EXERCISE - Print out the records below with nothing altered.

DATASET RECORDS -

PR #3170, opened 2020-04-07
CAS Login Button form action is REQUEST_URI - refs BT#16686

sebastiendu:


ywarnier:
Looks good to me. However, we will have to watch existing CAS users in case they report any issue... To my knowledge, there are only a few. Pinging @jmontoyaa so he knows about this change too.

Issue #3172, opened 2020-04-08
tests/random questions Randomization can make test unusable


mk111:
**Describe**
when changing parameter nr. of random questions of any type of randomized test, the test can become unusable in the meaning of intend usability: test originally defined containing 10 questions can be unintendedly transformed to test containing only 2 questions . picture is attached.
btw: there is no workaround with the means of portal; changes of the test type/parameters are of no use

**To Reproduce**
1. Define new test with min. 4 question
2. set mode of the test to Random (don't use cat.), set 2 for nr. of quest., save
3. same test: set mode of the test to Random (don't use cat.), set 3 for nr. of quest., save
4. same test: set mode of the test to Random (don't use cat.), set 3 for nr. of quest., save
5. edit test, see list of the questions (2 questions should be listed)

tracked changes on c_quiz_rel_questions on column _order while changing nr. of questions:
```
original    -->     (2)   -->      (3)   -->   (1)
1                         0                 0             0
2                         1                 1             1
3                         3                 2             0
4                         4                 0             0
```
so, look at the number of different values in the last column

**Expected behavior**
to see

**Screenshots**
![randomized](https://user-images.githubusercontent.com/4478116/78774428-f32aa380-7994-11ea-95c5-6ff4c6f59ac8.png)

**Additional context**
applies to  1.11.10, i do not remember to be seen on 1.11.8 at least not been noticed 
possible related to #3047

mk111:
I can see, this one is present in current 11.x also

question: is it order of the question in the quiz/test still important when we use Randomization with any kind of question number limitation ? current implementation do not care about it.

i do not have type to test this 'fix' properly, sorry

ywarnier:
> I can see, this one is present in current 11.x also

I can't. I tried your procedure with a 10 questions test and I *always* got the number of questions I had chosen.

> question: is it order of the question in the quiz/test still important when we use Randomization with any kind of question number limitation ? current implementation do not care about it.

No, it isn't important. This c_quiz_rel_question.question_order field is only used when not random or when using random categories with ordered questions. The real order of the questions for each user is stored in the track_e_exercises table (as a comma-separated string) and is generated just when the user enters the exam (after that it is static for the rest of the exam so that an interrupted exam can be retaken later on).

> proposed fix #3173

Although I don't see it doing any harm, I haven't seen it fix anything either... For me it results in exactly the same question_order, whether I use the PR or not...

dauti:
[...]

PR #3173, opened 2020-04-08
possible fix for issue #3172

mk111:
provides all the questions for visualization of  randomized test ; keep random selected order in the way as before it was before change

putting this to 1.11.10-releases, maybeeeee somebody want to use this


ywarnier:
As stated in #3172, I cannot reproduce the issue and this PR doesn't change anything for me.

PR #3174, opened 2020-04-08
Hide buttons for admin level actions on reports tab view

juan-cortizas-ponte:
The reporting tab is displaying the action buttons to add "Followed users" and "Followed sessions" to users with the teacher role and non admin permissions.

reporting

For non admin users both actions would result in an error.

error

The proposal is to hide these two buttons assigning the $is_platform_admin variable on [/main/mySpace/index.php](https://github.com/chamilo/chamilo-lms/blob/1.11.x/main/mySpace/index.php) to the template

fix_01

and checking if the template ([main/template/default/my_space/index.tpl](https://github.com/chamilo/chamilo-lms/blob/1.11.x/main/template/default/my_space/index.tpl)) has to draw the buttons for both actions.

fix_02

With this fix the buttons aren´t drawed to users with teacher role and without admin permissions

reporting_fixed

### DIFF
--- a/main/mySpace/index.php
+++ b/main/mySpace/index.php
@@ -298,6 +298,7 @@ $view->assign(
 $view->assign('studentboss', STUDENT_BOSS);
 $view->assign('drh', DRH);
 $view->assign('stats', $stats);
+$view->assign('isPlatformAdmin', $is_platform_admin);
 
 $form = new FormValidator(
     'search_user',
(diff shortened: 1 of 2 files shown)


jmontoyaa:
"isPlatformAdmin" is not needed, we have a variable "_u.is_admin", I accepted this PR and later I applied the change here: 

https://github.com/chamilo/chamilo-lms/commit/8d1c20913ab3189645f16a8862f7a466aa1642ab

It should be the same.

ANSWER FOR THE TASK -
PR #3170, opened 2020-04-07
CAS Login Button form action is REQUEST_URI - refs BT#16686

sebastiendu:


ywarnier:
Looks good to me. However, we will have to watch existing CAS users in case they report any issue... To my knowledge, there are only a few. Pinging @jmontoyaa so he knows about this change too.

Issue #3172, opened 2020-04-08
tests/random questions Randomization can make test unusable


mk111:
**Describe**
when changing parameter nr. of random questions of any type of randomized test, the test can become unusable in the meaning of intend usability: test originally defined containing 10 questions can be unintendedly transformed to test containing only 2 questions . picture is attached.
btw: there is no workaround with the means of portal; changes of the test type/parameters are of no use

**To Reproduce**
1. Define new test with min. 4 question
2. set mode of the test to Random (don't use cat.), set 2 for nr. of quest., save
3. same test: set mode of the test to Random (don't use cat.), set 3 for nr. of quest., save
4. same test: set mode of the test to Random (don't use cat.), set 3 for nr. of quest., save
5. edit test, see list of the questions (2 questions should be listed)

tracked changes on c_quiz_rel_questions on column _order while changing nr. of questions:
```
original    -->     (2)   -->      (3)   -->   (1)
1                         0                 0             0
2                         1                 1             1
3                         3                 2             0
4                         4                 0             0
```
so, look at the number of different values in the last column

**Expected behavior**
to see

**Screenshots**
![randomized](https://user-images.githubusercontent.com/4478116/78774428-f32aa380-7994-11ea-95c5-6ff4c6f59ac8.png)

**Additional context**
applies to  1.11.10, i do not remember to be seen on 1.11.8 at least not been noticed 
possible related to #3047

mk111:
I can see, this one is present in current 11.x also

question: is it order of the question in the quiz/test still important when we use Randomization with any kind of question number limitation ? current implementation do not care about it.

i do not have type to test this 'fix' properly, sorry

ywarnier:
> I can see, this one is present in current 11.x also

I can't. I tried your procedure with a 10 questions test and I *always* got the number of questions I had chosen.

> question: is it order of the question in the quiz/test still important when we use Randomization with any kind of question number limitation ? current implementation do not care about it.

No, it isn't important. This c_quiz_rel_question.question_order field is only used when not random or when using random categories with ordered questions. The real order of the questions for each user is stored in the track_e_exercises table (as a comma-separated string) and is generated just when the user enters the exam (after that it is static for the rest of the exam so that an interrupted exam can be retaken later on).

> proposed fix #3173

Although I don't see it doing any harm, I haven't seen it fix anything either... For me it results in exactly the same question_order, whether I use the PR or not...

dauti:
[...]

PR #3173, opened 2020-04-08
possible fix for issue #3172

mk111:
provides all the questions for visualization of  randomized test ; keep random selected order in the way as before it was before change

putting this to 1.11.10-releases, maybeeeee somebody want to use this


ywarnier:
As stated in #3172, I cannot reproduce the issue and this PR doesn't change anything for me.

PR #3174, opened 2020-04-08
Hide buttons for admin level actions on reports tab view

juan-cortizas-ponte:
The reporting tab is displaying the action buttons to add "Followed users" and "Followed sessions" to users with the teacher role and non admin permissions.

reporting

For non admin users both actions would result in an error.

error

The proposal is to hide these two buttons assigning the $is_platform_admin variable on [/main/mySpace/index.php](https://github.com/chamilo/chamilo-lms/blob/1.11.x/main/mySpace/index.php) to the template

fix_01

and checking if the template ([main/template/default/my_space/index.tpl](https://github.com/chamilo/chamilo-lms/blob/1.11.x/main/template/default/my_space/index.tpl)) has to draw the buttons for both actions.

fix_02

With this fix the buttons aren´t drawed to users with teacher role and without admin permissions

reporting_fixed

### DIFF
--- a/main/mySpace/index.php
+++ b/main/mySpace/index.php
@@ -298,6 +298,7 @@ $view->assign(
 $view->assign('studentboss', STUDENT_BOSS);
 $view->assign('drh', DRH);
 $view->assign('stats', $stats);
+$view->assign('isPlatformAdmin', $is_platform_admin);
 
 $form = new FormValidator(
     'search_user',
(diff shortened: 1 of 2 files shown)


jmontoyaa:
"isPlatformAdmin" is not needed, we have a variable "_u.is_admin", I accepted this PR and later I applied the change here: 

https://github.com/chamilo/chamilo-lms/commit/8d1c20913ab3189645f16a8862f7a466aa1642ab

It should be the same.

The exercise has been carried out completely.